··· DATA EXTRACT ···
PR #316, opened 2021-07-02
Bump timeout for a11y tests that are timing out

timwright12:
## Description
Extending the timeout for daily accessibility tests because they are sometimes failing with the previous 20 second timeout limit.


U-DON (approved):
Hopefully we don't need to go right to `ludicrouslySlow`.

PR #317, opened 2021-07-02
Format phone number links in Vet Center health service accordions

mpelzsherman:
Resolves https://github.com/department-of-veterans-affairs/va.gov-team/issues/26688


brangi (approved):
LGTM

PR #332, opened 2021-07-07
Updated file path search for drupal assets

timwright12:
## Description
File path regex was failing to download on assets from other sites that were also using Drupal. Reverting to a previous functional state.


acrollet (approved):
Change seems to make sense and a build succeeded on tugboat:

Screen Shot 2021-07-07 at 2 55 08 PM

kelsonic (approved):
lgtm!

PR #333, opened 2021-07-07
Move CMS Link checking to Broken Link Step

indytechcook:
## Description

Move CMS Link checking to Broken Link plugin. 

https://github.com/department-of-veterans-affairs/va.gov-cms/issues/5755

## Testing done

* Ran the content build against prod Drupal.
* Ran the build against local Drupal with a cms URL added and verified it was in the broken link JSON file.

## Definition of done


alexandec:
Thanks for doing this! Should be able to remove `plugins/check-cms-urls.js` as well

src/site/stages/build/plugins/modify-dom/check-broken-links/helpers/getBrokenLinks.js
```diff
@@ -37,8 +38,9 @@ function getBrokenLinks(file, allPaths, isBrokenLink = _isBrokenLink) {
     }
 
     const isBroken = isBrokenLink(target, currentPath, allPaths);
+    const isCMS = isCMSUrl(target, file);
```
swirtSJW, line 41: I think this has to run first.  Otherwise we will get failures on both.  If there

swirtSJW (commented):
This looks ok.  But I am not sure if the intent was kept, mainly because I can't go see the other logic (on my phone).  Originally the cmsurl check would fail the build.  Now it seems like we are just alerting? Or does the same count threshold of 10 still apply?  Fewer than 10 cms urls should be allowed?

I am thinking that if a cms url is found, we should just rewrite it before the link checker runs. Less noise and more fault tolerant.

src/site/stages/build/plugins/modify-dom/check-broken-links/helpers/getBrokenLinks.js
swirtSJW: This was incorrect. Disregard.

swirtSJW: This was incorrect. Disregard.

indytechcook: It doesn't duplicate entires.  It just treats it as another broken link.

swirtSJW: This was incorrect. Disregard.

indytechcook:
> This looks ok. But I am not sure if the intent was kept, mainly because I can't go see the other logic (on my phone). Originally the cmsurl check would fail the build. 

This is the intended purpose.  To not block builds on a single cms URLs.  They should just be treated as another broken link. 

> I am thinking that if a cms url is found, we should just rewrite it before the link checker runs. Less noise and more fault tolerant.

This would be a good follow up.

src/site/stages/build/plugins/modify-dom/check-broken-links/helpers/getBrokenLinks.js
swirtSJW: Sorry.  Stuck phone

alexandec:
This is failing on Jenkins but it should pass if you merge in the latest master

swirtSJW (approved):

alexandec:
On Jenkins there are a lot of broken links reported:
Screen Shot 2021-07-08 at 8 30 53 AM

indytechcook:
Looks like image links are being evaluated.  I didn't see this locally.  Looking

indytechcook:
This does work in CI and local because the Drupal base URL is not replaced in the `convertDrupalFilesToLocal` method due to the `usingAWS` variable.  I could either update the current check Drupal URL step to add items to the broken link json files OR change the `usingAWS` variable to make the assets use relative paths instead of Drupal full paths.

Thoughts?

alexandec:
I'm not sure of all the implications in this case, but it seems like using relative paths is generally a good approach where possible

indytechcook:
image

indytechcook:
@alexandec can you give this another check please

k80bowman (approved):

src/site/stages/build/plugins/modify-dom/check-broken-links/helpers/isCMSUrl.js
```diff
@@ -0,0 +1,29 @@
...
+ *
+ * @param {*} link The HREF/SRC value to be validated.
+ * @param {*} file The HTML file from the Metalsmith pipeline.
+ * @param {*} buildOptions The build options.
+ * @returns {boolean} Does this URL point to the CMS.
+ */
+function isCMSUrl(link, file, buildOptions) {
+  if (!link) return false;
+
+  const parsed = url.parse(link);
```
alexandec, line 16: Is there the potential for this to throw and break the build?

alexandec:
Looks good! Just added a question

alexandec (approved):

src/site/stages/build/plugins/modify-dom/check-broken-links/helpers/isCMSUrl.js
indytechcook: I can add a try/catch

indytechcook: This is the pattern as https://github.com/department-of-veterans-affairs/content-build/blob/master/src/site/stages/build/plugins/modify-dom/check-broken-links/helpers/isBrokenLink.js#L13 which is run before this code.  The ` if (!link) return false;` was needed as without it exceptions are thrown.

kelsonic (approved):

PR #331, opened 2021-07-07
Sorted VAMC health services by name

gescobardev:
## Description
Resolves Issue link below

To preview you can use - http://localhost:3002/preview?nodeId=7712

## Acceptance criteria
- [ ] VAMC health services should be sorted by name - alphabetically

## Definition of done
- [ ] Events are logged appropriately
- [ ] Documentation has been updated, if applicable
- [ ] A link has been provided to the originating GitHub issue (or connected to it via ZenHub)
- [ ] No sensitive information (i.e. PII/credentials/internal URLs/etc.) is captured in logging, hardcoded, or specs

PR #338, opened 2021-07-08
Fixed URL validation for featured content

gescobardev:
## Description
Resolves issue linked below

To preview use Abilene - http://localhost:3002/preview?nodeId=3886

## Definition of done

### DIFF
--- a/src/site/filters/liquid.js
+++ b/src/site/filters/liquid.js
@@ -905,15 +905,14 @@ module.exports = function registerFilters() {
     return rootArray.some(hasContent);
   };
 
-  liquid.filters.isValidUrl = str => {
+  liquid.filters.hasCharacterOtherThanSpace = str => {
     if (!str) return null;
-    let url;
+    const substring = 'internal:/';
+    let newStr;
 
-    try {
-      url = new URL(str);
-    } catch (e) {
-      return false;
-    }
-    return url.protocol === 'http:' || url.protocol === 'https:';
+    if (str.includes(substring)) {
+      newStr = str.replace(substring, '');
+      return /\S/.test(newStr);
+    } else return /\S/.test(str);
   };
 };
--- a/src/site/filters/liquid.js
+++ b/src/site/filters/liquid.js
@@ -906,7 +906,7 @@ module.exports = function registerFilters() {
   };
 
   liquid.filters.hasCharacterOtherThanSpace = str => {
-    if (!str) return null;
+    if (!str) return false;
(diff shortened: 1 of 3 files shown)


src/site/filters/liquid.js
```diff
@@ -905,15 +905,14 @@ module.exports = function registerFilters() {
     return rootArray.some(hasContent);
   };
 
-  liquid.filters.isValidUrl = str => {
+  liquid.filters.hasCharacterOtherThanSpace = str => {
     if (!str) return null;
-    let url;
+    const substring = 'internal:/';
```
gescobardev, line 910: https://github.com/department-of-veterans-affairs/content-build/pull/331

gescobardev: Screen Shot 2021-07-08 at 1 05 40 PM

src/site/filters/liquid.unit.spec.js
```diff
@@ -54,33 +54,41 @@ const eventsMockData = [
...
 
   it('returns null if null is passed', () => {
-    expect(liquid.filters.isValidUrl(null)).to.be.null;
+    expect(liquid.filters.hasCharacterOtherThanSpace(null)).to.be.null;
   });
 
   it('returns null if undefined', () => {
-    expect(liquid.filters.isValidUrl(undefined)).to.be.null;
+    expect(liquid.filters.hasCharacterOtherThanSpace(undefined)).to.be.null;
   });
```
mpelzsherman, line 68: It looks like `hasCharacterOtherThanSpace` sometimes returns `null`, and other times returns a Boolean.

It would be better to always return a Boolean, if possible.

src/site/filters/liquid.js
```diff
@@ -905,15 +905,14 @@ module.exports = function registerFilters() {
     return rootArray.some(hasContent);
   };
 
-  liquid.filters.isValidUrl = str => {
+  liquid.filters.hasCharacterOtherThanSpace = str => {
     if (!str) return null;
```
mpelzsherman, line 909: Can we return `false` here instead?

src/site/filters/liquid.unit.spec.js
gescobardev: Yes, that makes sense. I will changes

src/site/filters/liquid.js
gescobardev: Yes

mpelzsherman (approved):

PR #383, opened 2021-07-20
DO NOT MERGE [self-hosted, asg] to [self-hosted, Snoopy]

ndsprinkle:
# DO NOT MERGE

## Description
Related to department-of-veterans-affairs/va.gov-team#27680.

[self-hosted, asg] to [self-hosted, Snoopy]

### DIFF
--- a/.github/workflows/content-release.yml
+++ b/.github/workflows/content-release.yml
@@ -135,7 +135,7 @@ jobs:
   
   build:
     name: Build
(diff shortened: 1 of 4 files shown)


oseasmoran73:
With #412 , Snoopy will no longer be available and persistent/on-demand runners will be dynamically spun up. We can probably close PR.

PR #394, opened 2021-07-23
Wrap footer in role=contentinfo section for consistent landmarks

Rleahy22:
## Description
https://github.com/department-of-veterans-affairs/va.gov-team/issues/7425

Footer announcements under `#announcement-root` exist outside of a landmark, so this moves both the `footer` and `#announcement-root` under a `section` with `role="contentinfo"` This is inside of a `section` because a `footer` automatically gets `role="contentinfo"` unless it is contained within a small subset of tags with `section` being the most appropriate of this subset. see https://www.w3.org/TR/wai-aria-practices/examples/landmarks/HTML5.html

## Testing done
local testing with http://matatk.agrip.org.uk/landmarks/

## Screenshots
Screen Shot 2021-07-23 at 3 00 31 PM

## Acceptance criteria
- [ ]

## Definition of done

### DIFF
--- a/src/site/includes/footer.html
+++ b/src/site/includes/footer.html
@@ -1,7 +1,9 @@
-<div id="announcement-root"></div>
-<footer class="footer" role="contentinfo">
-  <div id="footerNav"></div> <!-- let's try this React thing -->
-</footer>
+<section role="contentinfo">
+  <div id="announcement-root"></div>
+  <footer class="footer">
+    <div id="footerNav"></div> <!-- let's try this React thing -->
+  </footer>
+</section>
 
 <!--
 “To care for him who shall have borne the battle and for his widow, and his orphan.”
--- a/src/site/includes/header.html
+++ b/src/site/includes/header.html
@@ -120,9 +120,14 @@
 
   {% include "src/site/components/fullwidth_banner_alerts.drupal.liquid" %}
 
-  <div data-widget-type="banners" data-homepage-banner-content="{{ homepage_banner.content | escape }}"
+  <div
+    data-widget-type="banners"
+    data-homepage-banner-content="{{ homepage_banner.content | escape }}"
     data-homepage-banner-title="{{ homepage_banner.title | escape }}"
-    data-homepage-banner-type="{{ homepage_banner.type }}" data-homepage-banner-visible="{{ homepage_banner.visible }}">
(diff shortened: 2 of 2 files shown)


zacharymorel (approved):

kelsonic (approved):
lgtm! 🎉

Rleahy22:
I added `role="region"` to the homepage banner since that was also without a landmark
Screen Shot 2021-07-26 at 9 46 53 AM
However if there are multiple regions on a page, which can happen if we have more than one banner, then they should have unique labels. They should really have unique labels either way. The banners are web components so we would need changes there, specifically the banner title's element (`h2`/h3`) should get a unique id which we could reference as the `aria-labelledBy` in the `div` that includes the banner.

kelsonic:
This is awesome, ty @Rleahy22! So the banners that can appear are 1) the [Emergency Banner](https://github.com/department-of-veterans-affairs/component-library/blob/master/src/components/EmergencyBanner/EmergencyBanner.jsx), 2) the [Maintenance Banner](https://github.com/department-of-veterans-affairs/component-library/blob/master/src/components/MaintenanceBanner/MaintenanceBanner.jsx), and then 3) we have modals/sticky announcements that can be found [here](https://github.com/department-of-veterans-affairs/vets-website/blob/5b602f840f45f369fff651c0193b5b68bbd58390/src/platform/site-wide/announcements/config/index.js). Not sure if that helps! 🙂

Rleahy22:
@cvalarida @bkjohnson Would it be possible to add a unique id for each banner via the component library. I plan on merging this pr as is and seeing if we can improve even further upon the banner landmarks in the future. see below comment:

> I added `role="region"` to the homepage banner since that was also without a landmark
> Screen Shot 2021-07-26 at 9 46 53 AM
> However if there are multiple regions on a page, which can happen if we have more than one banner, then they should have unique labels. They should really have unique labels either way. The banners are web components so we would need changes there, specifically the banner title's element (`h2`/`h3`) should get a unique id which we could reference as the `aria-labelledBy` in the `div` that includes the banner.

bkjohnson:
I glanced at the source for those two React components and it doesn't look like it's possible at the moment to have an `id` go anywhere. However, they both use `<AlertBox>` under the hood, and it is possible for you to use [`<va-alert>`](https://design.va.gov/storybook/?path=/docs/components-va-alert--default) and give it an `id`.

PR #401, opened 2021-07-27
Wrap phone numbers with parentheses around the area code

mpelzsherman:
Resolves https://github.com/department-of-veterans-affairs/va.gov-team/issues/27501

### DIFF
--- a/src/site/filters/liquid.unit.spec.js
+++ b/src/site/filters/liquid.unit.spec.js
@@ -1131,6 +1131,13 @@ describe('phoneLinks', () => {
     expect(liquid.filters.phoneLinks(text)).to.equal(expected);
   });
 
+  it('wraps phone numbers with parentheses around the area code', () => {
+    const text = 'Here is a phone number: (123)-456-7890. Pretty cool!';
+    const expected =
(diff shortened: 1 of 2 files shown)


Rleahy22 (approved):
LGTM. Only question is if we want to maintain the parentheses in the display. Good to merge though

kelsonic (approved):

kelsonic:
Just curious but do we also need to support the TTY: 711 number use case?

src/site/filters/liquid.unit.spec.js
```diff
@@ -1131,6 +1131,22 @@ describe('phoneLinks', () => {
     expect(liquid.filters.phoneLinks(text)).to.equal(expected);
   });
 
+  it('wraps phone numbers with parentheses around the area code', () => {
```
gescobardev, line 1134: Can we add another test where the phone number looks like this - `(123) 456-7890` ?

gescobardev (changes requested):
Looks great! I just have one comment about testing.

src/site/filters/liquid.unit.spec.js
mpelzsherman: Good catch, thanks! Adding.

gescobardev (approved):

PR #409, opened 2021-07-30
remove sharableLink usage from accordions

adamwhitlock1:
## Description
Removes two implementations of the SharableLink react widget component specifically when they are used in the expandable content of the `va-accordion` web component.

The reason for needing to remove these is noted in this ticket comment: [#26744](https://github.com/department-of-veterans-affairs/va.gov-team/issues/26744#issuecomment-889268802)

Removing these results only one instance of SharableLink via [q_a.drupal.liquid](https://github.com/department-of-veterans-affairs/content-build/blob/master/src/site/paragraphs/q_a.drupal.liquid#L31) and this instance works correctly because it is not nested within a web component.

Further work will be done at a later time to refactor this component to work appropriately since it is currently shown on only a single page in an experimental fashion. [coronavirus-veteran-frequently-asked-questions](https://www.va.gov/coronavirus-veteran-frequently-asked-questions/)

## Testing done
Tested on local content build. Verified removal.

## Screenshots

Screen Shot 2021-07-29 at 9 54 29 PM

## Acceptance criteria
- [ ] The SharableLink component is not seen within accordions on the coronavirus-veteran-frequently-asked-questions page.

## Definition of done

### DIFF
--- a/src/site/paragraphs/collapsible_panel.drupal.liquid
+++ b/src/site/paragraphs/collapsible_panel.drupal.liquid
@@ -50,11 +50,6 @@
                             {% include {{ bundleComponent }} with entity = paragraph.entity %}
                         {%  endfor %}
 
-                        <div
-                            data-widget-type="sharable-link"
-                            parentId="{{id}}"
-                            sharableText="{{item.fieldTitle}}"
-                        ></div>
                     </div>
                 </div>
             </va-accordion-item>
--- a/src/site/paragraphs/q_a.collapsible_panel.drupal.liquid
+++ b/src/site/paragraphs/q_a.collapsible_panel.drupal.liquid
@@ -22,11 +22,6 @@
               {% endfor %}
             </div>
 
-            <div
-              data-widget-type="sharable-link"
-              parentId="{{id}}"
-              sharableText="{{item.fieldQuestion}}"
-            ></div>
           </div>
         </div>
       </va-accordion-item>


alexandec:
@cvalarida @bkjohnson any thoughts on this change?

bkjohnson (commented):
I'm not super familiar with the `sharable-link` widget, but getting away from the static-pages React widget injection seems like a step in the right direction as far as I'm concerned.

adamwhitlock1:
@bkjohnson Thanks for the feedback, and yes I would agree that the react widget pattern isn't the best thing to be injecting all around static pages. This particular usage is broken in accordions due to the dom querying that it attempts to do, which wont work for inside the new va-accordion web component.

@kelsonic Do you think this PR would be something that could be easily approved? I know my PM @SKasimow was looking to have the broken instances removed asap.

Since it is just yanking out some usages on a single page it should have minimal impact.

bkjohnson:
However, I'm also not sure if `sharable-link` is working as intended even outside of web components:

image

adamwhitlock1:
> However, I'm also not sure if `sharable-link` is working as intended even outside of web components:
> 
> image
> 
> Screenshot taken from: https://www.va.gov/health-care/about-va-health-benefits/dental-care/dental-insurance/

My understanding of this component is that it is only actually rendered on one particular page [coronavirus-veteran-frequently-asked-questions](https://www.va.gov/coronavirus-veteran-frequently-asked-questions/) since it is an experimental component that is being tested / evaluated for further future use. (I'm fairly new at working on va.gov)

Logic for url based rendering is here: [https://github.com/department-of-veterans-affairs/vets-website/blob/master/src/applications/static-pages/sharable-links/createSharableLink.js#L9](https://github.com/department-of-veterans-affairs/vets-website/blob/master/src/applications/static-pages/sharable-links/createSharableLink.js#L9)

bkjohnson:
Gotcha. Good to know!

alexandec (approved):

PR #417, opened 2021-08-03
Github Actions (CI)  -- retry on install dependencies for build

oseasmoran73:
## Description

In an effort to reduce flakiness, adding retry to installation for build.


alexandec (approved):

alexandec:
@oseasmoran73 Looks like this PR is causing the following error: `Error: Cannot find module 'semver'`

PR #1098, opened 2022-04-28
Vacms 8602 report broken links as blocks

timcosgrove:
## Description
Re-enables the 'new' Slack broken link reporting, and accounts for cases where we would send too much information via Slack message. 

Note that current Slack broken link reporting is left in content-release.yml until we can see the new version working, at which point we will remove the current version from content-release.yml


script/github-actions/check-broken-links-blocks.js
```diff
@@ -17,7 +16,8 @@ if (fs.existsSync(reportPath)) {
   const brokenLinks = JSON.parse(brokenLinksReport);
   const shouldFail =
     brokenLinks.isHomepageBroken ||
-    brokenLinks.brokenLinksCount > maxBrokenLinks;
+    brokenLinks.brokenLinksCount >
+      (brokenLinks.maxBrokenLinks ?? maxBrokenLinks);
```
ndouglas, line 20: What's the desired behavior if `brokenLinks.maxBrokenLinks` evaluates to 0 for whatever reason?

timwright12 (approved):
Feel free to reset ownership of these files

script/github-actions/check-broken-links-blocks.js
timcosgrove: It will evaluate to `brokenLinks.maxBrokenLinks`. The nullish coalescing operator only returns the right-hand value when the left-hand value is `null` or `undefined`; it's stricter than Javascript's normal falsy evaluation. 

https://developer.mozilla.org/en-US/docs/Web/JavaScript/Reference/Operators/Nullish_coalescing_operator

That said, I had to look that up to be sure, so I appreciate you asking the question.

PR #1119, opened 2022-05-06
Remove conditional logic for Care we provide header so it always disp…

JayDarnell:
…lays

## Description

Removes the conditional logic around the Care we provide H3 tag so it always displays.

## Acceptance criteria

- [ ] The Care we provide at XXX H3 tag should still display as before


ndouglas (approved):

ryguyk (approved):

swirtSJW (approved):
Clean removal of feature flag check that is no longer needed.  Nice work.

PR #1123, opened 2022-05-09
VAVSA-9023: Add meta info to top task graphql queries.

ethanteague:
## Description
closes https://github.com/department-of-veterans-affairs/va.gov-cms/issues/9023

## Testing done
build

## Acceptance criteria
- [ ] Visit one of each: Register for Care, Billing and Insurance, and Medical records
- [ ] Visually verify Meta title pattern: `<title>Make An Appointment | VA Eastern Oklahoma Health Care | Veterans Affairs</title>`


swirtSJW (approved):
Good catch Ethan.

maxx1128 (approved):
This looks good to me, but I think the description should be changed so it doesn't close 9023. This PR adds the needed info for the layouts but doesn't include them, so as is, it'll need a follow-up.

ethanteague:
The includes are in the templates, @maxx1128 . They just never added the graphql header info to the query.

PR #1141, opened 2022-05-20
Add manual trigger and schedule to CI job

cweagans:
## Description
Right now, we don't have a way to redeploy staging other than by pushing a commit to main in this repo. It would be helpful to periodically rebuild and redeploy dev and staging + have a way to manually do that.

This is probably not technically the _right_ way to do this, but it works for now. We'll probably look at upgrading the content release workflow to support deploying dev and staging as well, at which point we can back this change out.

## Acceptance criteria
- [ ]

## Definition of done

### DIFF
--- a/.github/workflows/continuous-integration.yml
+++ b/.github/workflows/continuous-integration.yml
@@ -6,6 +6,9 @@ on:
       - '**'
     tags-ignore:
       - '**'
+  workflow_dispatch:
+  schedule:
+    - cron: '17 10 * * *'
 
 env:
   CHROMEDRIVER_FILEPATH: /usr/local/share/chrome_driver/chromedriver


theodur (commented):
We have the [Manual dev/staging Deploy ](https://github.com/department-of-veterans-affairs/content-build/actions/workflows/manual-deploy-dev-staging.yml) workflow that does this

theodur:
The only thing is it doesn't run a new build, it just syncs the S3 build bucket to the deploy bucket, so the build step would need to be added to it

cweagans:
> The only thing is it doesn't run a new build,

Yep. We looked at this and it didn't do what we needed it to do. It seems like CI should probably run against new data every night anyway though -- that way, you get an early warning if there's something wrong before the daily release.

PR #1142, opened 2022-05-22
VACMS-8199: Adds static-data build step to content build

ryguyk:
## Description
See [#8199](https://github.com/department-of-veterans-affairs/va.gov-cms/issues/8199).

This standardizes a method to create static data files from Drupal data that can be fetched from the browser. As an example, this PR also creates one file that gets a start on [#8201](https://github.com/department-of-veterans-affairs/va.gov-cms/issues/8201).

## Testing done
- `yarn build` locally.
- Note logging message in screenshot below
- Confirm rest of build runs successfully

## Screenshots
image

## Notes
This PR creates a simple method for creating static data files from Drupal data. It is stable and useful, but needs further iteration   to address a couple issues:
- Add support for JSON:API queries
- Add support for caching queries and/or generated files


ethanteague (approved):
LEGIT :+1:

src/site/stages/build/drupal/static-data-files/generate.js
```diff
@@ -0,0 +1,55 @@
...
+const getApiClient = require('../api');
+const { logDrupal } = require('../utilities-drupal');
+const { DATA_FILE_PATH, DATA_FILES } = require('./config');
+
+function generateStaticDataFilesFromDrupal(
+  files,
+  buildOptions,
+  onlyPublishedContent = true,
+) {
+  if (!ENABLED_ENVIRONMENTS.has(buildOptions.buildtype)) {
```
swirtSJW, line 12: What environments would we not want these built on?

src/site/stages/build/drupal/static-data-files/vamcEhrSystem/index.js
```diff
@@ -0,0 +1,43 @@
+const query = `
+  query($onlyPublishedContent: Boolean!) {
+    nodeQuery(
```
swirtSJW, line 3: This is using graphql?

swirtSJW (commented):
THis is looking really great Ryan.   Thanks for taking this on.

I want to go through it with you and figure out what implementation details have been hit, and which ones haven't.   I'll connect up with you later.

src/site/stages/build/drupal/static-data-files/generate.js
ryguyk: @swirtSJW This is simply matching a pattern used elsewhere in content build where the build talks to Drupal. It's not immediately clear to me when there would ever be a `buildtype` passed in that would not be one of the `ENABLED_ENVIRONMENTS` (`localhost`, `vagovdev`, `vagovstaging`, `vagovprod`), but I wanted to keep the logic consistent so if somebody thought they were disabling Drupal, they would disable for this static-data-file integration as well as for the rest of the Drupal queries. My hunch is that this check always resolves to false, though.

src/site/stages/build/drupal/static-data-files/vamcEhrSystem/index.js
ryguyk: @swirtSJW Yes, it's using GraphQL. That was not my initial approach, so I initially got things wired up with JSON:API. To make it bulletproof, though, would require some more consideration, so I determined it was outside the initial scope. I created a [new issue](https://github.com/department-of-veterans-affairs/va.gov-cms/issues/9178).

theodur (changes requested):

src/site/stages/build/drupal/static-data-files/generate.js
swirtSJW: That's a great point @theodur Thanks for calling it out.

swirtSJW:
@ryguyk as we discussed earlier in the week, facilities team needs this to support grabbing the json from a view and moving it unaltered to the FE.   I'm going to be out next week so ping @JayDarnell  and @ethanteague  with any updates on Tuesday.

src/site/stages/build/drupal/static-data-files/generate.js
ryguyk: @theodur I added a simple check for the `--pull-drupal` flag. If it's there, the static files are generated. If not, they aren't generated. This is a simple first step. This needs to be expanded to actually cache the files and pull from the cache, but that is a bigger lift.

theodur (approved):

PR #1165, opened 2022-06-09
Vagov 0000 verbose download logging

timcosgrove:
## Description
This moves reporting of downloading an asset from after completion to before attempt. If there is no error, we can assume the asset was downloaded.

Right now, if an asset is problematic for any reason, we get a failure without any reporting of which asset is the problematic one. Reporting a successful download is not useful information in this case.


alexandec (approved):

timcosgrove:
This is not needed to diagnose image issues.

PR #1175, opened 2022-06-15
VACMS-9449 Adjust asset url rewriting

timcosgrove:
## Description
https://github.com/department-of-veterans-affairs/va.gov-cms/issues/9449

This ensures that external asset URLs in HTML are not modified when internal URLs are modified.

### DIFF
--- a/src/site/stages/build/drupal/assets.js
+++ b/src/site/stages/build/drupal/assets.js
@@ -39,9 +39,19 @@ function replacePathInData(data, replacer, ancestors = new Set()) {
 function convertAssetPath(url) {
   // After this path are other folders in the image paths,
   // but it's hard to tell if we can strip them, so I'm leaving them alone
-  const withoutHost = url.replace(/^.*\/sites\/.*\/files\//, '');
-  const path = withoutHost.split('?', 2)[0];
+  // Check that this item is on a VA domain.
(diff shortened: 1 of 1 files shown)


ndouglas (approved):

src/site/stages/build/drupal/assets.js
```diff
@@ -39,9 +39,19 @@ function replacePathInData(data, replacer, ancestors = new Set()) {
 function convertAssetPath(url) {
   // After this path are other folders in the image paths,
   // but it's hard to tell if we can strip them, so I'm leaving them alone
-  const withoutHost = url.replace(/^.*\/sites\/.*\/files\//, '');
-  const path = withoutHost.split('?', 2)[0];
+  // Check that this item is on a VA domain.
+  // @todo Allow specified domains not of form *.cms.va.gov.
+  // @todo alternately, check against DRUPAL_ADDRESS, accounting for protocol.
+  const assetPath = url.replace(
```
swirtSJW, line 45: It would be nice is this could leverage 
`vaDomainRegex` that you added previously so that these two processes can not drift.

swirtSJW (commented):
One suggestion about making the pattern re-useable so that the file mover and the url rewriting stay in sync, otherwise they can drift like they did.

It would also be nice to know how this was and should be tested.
···
• _WHAT THE TASK REQUIRES_
Work through the material above and count the lines that contain the word "workflows". Only the number is to be given.

• _SOLUTION BELOW_
5